(Extracted entries)

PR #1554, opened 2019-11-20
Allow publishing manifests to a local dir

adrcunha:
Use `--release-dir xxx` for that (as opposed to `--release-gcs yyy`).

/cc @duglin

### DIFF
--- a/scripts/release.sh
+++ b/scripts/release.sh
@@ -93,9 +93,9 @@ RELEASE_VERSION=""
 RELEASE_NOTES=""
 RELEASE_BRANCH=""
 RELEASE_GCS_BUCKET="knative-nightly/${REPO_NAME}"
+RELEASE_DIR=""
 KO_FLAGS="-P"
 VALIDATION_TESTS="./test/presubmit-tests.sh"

(End Extracted entries)
(Extracted entries)

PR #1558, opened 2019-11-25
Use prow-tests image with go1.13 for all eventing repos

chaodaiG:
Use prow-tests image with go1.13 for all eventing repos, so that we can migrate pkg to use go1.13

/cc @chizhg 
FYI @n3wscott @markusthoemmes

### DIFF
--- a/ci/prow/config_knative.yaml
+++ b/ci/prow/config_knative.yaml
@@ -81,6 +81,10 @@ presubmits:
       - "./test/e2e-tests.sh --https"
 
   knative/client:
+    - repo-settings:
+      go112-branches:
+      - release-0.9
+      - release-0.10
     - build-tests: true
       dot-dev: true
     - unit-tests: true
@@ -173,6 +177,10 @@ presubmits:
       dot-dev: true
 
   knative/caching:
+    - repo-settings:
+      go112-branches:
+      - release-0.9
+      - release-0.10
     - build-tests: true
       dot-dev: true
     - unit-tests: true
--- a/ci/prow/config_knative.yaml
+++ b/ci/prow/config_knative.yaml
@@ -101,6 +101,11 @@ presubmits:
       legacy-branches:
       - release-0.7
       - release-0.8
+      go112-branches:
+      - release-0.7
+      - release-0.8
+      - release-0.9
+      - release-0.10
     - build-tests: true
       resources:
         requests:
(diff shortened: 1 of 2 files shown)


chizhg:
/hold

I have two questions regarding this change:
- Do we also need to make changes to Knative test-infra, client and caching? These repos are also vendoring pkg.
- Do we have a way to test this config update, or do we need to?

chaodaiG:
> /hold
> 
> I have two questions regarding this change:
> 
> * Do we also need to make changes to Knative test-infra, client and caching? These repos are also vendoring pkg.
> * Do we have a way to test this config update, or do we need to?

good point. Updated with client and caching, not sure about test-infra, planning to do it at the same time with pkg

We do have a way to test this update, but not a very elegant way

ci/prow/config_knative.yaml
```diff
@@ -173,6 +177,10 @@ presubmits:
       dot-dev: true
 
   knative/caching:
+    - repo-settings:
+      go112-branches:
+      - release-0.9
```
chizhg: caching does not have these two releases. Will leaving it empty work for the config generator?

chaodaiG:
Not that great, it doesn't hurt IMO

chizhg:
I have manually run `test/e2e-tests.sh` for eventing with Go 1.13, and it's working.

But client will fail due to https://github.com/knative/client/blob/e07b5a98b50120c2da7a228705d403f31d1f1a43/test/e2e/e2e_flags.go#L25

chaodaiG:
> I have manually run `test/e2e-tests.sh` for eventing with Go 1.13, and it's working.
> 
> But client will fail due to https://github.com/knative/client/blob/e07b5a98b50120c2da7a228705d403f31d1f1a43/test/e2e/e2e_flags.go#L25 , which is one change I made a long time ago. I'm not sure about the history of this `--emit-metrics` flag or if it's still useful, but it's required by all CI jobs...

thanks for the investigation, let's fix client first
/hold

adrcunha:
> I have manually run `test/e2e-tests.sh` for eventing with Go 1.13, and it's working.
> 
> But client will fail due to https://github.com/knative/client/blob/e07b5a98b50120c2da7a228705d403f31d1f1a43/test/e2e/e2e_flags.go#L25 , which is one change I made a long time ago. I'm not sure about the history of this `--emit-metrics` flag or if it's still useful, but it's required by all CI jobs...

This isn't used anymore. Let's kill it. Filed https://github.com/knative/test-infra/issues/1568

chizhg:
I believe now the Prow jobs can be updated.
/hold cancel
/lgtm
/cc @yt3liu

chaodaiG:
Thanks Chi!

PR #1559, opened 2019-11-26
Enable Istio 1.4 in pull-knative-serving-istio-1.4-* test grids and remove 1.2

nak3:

(End Extracted entries)

* **Work order**: Show each line of the data that contains the string "eventing".

* **Your solution**:
Use prow-tests image with go1.13 for all eventing repos
Use prow-tests image with go1.13 for all eventing repos, so that we can migrate pkg to use go1.13
I have manually run `test/e2e-tests.sh` for eventing with Go 1.13, and it's working.
> I have manually run `test/e2e-tests.sh` for eventing with Go 1.13, and it's working.
> I have manually run `test/e2e-tests.sh` for eventing with Go 1.13, and it's working.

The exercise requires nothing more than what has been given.